There should be some kind of marking on the wire, it could be indentions,stripes, color of inner wire, ect. Anything different from the other wire. If there is no differance the wire associated with the most narrow plug in spade is to the brass screw, also wrap the wire in a clockwise direction so that the underside of the screw head will pull it inward upon tightening.


----------



## HilltopDaisy (Feb 26, 2003)

OK, is it possible that the silver screw isn't silver, but gold color?? There is a brass screw, and directly across from it is a gold screw. And, no, there is no difference in the wires, so I traced from the larger prong to the end of the wire, and that gets attached to the gold?? And the small prong side goes to the brass.


----------



## HilltopDaisy (Feb 26, 2003)

Well, I did something wrong, because I tripped the circuit breaker when I plugged it in. Back to the drawing board..............


----------



## moopups (May 12, 2002)

Right, the wires connections are a 'polorization issue', not a requirement, it will work either way, just more cheaper to run as directed.


----------



## HilltopDaisy (Feb 26, 2003)

Moopups, I don't understand what you just wrote. Huh??


----------



## agmantoo (May 23, 2003)

See if this helps
http://www.ehow.com/how_117605_fix-lamp.html


----------



## HilltopDaisy (Feb 26, 2003)

This is nuts!! Either way I hook up the wires, I flip the circuit! What could be wrong? This can't be that difficult. Certainly frustrating. Agmantoo, I had just come from the page you posted, as you were posting it. Thank you.


----------



## aaatraker (Jul 27, 2004)

HilltopDaisy said:


> This is nuts!! Either way I hook up the wires, I flip the circuit! What could be wrong? This can't be that difficult. Certainly frustrating. Agmantoo, I had just come from the page you posted, as you were posting it. Thank you.




question? Was there a problem with the lamp tripping the breaker?
Was that the reason for your rewiring it? If thats the case you could have a internal short in the lamp, that new wire won't fix.


----------



## Ross (May 9, 2002)

Yup there's a short somewhere and unless you pinched the new cord so it arcs it's in the socket. Most come apart (be sure it's unplugged! I would have thought you'd see where it arcs.........


----------



## moopups (May 12, 2002)

Make sure that the bare portion of the wires inside the lamp only touch where they are supposed to touch. Any stray wire touching anything else will trigger the circut breaker. Then try the lamp in a different circuit, if it works there your wall socket has a problem, or the circuit breaker needs replacement.

On the polorization issue, house wireing is with the supply (hot, black) going to the smaller spade,this so that 'phantom load' is reduced, thats the electricity that is in your wires up to the lamp or appliance, before you turn it on at its switch. Phantom load is the electricity thats came through the meter, your paying for it but not useing it, until you activate your lamp.
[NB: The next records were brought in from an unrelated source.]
PR #447, opened 2023-06-25
initial support for labels

KalmanMeth:


docs/api.md
```diff
@@ -148,6 +148,7 @@ Following is the supported API format for network transformations:
                  type: (enum) one of the following:
                      add_regex_if: add output field if input field satisfies regex pattern from parameters field
                      add_if: add output field if input field satisfies criteria from parameters field
+                     add_label_if: add output field to list of labels if input field satisfies criteria from parameters field
```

Also be aware that electricity comes in on the black wire but does not go back on the white wire, the white wire is the pathway for it to return but it is consumed at the point of useage instead. Further than this it gets very complicated rather quickly.


----------



## HilltopDaisy (Feb 26, 2003)

I bought these lamps at a flea market. I plugged them in to see if they worked, and tey did. The cords were very rotted, so I knew I had to replace them. I was at Lowes yesterday and I picked up 2 12' lamp cords (gold polarized plug, 18-2 SPF-1 wire). I also bought 2 turn knob sockets (brass finish tapped 1/8-IP 2 circuit socket). When I had the lamp done, I plugged it into the same wall outlet that I use for my coffee maker every day. There was no bare wire anywhere, all I did was put it together the way I took it apart. I even pulled apart another working lamp to make sure I should hook the wires directly across from each other like it showed in all the pics I could find. 
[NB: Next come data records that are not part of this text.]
PR #448, opened 2023-06-29
NETOBSERV-1131: need to allow setting multiple filters

jotak:
Improve the promEncode API to allow setting multiple filters. To avoid breaking change, the existing filter API is kept and marked as deprecated.

Operator PR: https://github.com/netobserv/network-observability-operator/pull/387

### DIFF
--- a/pkg/api/encode_prom.go
+++ b/pkg/api/encode_prom.go
@@ -41,12 +41,20 @@ func PromEncodeOperationName(operation string) string {
 }
 
 type PromMetricsItem struct {
-	Name     string            `yaml:"name" json:"name" doc:"the metric name"`
-	Type     string            `yaml:"type" json:"type" enum:"PromEncodeOperationEnum" doc:"one of the following:"`
-	Filter   PromMetricsFilter `yaml:"filter" json:"filter" doc:"an optional criterion to filter entries by"`
-	ValueKey string            `yaml:"valueKey" json:"valueKey" doc:"entry key from which to resolve metric value"`
-	Labels   []string          `yaml:"labels" json:"labels" doc:"labels to be associated with the metric"`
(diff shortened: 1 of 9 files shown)


pkg/api/encode_prom.go
```diff
@@ -41,12 +41,20 @@ func PromEncodeOperationName(operation string) string {
...
+	ValueKey string              `yaml:"valueKey" json:"valueKey" doc:"entry key from which to resolve metric value"`
+	Labels   []string            `yaml:"labels" json:"labels" doc:"labels to be associated with the metric"`
+	Buckets  []float64           `yaml:"buckets" json:"buckets" doc:"histogram buckets"`
+}
+
+func (i *PromMetricsItem) GetFilters() []PromMetricsFilter {
+	if len(i.Filters) == 0 && i.Filter.Key != "" {
+		return []PromMetricsFilter{i.Filter}
+	}
+	return i.Filters
```
jpinsonneau, line 57: Can't we just append i.Filter to i.Filters if specified ? So any config would work

```suggestion
func (i *PromMetricsItem) GetFilters() []PromMetricsFilter {
	if i.Filter.Key != "" {
		return append(i.Filters, i.Filter)
	}
	return i.Filters
```

jotak: that would allow weird configuration where people can use both the new and the deprecated fields ... the code looks simpler indeed, but in terms of  config/ux I think I prefer not to allow weird things like that ("principle of least surprise")

jotak:
I'll merge this one as it isn't user facing without https://github.com/netobserv/network-observability-operator/pull/387
- pre-merge tests can be done on https://github.com/netobserv/network-observability-operator/pull/387

KalmanMeth (approved):

PR #450, opened 2023-07-06
NETOBSERV-1017 extract timebased indexKeys

jpinsonneau:
In order to get [top Pod / Service](https://issues.redhat.com/browse/NETOBSERV-1017) talkers this PR implements `IndexKeys` as an array for `timebased` stage.

It also add the capability to index on non string fields using `ConvertToString` utils


pkg/pipeline/extract/timebased/filters.go
```diff
@@ -149,10 +150,21 @@ func (fs *FilterStruct) CreateGenericMap() []config.GenericMap {
...
 			"operation":        fs.Rule.OperationType,
 			"operation_key":    fs.Rule.OperationKey,
-			"key":              result.key,
+			"key":              result.values,
 			"operation_result": result.operationResult,
 		}
-		t[fs.Rule.IndexKey] = result.key
+
+		// append operation key and result as key / value
+		t[fs.Rule.OperationKey] = result.operationResult
```
jpinsonneau, line 158: I feel more user friendly to output the `<operation_key>: <operation_result>` as output like `"Bytes":500` especially when [reusing these in prometheus encode](https://github.com/netobserv/network-observability-operator/pull/391/files#diff-2ec52703296accf2f2ab72dea73684fe5433df463b13cd15765e856a9edbe80a)

Full output example:
```
{
   "key":"10.0.0.2,11.0.0.1,0",
   "name":"BotK_SrcDst_Bytes",
   "operation":"avg",
   "operation_key":"Bytes",
   "operation_result":500,
   "Bytes":500,
   "index_key":"SrcAddr,DstAddr,Direction",
   "SrcAddr":"10.0.0.2",
   "DstAddr":"11.0.0.1",
   "Direction":"0"
}
```

Following encode example:
```
encode:
  type: prom
  prom:
    metrics:
      - name: top_pods_egress_bytes_total
        type: counter
        valuekey: Bytes
        filters:
          - key: FlowDirection
            value: "1"
        labels:
          - SrcK8S_Name
          - SrcK8S_Namespace
          - SrcK8S_Type
          - SrcK8S_HostName
```

Maybe also we can remove `operation_key` & `operation_result` (unless we want to keep compatibility with previous versions) ?

jpinsonneau: Similarly `key` could be removed from the JSON

pkg/utils/convert.go
```diff
@@ -242,3 +242,35 @@ func ConvertToBool(unk interface{}) (bool, error) {
...
+	case uint64:
+		return strconv.FormatUint(i, 10), nil
+	case uint32:
+		return strconv.FormatUint(uint64(i), 10), nil
+	case uint:
+		return strconv.FormatUint(uint64(i), 10), nil
+	case string:
+		return i, nil
+	default:
+		v := reflect.ValueOf(unk)
```
KalmanMeth, line 267: Could't we use fmt.Sprintf(%v) to convert anything to a string?

pkg/pipeline/extract/timebased/filters.go
KalmanMeth: I am not aware of who (if anybody) is using the timebased TopK feature. The specified fields were included because it was thought that they might be useful for the user, but only user feedback can give us a real indication. If you find your proposed fields useful for what you are doing, then this is the first concrete user feedback we have, and you should add whatever fields you find useful.

KalmanMeth: I think the `operation_key` should be kept to help the user remember what action was performed to produce the metric. By the time the user sees the metric, he may no longer be aware of the aggregation that was performed to produce it, so some indication in the flow log might be helpful.

pkg/pipeline/extract/timebased/filters.go
```diff
@@ -149,10 +150,21 @@ func (fs *FilterStruct) CreateGenericMap() []config.GenericMap {
...
+
+		// append index key / value pairs
+		values := strings.Split(result.values, ",")
+		if len(fs.Rule.IndexKeys) == len(values) {
+			for i, k := range fs.Rule.IndexKeys {
+				t[k] = values[i]
+			}
+		}
+
```
KalmanMeth, line 167: Once you've added in the individual fields, I don't see the need to keep the `key`, `operation_key`, and `operation_result` fields.

pkg/utils/convert.go
jpinsonneau: sounds good, https://github.com/netobserv/flowlogs-pipeline/pull/450/commits/b8cc56454d4bdcede79bdc8da1ba86531174ddd2

pkg/pipeline/extract/timebased/filters.go
jpinsonneau: Yes exactly; done in https://github.com/netobserv/flowlogs-pipeline/pull/450/commits/25842d7f598b04d13e02897c5fba9a7d7d0ddb4f

KalmanMeth (approved):

jpinsonneau:
Thanks @KalmanMeth :partying_face:

jotak:
@KalmanMeth @jpinsonneau should we mark that as a breaking change? (the API is preserved however the output fields are different if I understand correctly (operation_key and operation_result being removed)

I'm not concerned for netobserv, but other FLP users

jpinsonneau:
> @KalmanMeth @jpinsonneau should we mark that as a breaking change? (the API is preserved however the output fields are different if I understand correctly (operation_key and operation_result being removed)
> 
> I'm not concerned for netobserv, but other FLP users

Added the label on that PR. Check https://github.com/netobserv/flowlogs-pipeline/pull/450#discussion_r1264665272 discussion

KalmanMeth:
@jpinsonneau For completeness we should mark it as a breaking change (although you did maintain back compatibility for the current implementation, indicating deprecation).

The new socket has a brass screw, opposite a gold screw. There is a turn knob opposite a silver screw, so the silver screw and brass screw are only 1/4 the way around the socket from each other. I did not attach to this silver screw because it simply looked to be in the wrong placement.
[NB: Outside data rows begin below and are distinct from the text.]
PR #451, opened 2023-07-11
NETOBSERV-1186: extract DNS flags rcode field and stringify it

msherif1234:
- try compress out unused fields to reduce flp generated map size
- for dns tracker extract and decode response code so it can be used as UI filter


pkg/pipeline/decode/decode_protobuf.go
```diff
@@ -66,6 +66,7 @@ func PBFlowToMap(flow *pbflow.Record) config.GenericMap {
 		"DnsResponseTimeMs":      flow.TimeDnsRsp.AsTime().UnixMilli(),
 		"DnsId":                  flow.GetDnsId(),
 		"DnsFlags":               flow.GetDnsFlags(),
+		"DnsFlagsResponseCode":   dnsRcodeToStr(flow.GetDnsFlags() & 0xF),
```
jpinsonneau, line 69: Would it be possible to append the field only when a value is provided ?

It would save storage

msherif1234: created `Append` method and conditionally add dns or tcpdrop when they happens

jpinsonneau:
> New image: quay.io/netobserv/flowlogs-pipeline:86f203e. It will expire after two weeks.

Thanks @msherif1234 ! That works perfectly with front end.

A small change will be needed for `Drops filter` -> `Without drops` case as it was checking for `"TcpDropPackets":0` but the other cases works fine.
I'm preparing a PR for this and the new `ResponseCode` field

pkg/config/generic_map.go
```diff
@@ -42,3 +42,16 @@ func (m GenericMap) IsDuplicate() bool {
...
+	result := make(GenericMap, len(m)+len(n))
+
+	for k, v := range m {
+		result[k] = v
+	}
+	for k, v := range n {
+		result[k] = v
+	}
+	return result
+}
```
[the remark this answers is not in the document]
msherif1234: currently the use of this api for non overlapping ConfigMaps I can add a check if the k is already in the result from the 1st round then just skip it ?

pkg/pipeline/decode/decode_protobuf.go
```diff
@@ -37,36 +39,76 @@ func PBFlowToMap(flow *pbflow.Record) config.GenericMap {
...
+		"AgentIP":         ipToStr(flow.AgentIp),
+	}
+
+	proto := flow.Transport.GetProtocol()
+	if proto == syscall.IPPROTO_ICMP || proto == syscall.IPPROTO_ICMPV6 {
+		icmpOut := config.GenericMap{
+			"IcmpType": flow.GetIcmpType(),
+			"IcmpCode": flow.GetIcmpCode(),
+		}
+		out = out.Append(icmpOut)
```
jotak, line 65: out of curiosity: why here and everywhere, you don't add the fields to `out` directly?

msherif1234: no real reason I switched to direct assign to save the memory used with map allocation and removed Append method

I had an electrician here less than 2 years ago, switch the old fuse box for a new circuit panel and never had a problem since.


----------



## moopups (May 12, 2002)

There is something odd about this problem and at this point getting some one else to look at it sound about the only way to cure it. The third screw present is not something I am familiar with but have seen the same in RV light bulb sockets so there could be both a 110 system and a12 volt system. Check the packageing these items came in and see if that may be the case.


----------



## John Hill (May 12, 2002)

Not being familiar with US wiring practices I may be totally wrong but if there is a third screw this may indicate terminals for phase, neutral and ground. In our practice neutral is connected to ground at the distribution panel (meter box). Is that done in the US too? 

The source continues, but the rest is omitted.